## SOURCE INFORMATION
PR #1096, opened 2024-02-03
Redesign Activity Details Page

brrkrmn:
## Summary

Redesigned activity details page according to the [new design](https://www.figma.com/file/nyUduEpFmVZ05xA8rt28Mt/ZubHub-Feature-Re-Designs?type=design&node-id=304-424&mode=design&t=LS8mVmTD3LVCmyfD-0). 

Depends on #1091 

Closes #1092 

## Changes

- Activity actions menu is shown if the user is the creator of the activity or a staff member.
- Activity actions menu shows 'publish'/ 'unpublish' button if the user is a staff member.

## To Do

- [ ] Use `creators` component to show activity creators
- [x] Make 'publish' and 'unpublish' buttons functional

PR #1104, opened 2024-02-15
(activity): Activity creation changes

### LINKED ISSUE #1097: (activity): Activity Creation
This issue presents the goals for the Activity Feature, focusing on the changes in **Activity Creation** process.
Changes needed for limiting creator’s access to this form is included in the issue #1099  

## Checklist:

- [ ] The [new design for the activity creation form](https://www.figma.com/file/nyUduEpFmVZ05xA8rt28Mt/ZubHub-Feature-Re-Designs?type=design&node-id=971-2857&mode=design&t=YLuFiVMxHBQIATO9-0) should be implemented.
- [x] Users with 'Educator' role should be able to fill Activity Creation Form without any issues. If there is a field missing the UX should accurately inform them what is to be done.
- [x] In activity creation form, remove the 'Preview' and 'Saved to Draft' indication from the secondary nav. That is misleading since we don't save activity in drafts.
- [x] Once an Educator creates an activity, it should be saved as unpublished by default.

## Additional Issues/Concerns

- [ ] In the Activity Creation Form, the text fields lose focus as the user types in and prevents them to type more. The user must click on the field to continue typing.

## WORK ORDER
Go over the entries above and say how many lines hold the string "actions", with no other text.

## THE COMPLETED TASK
2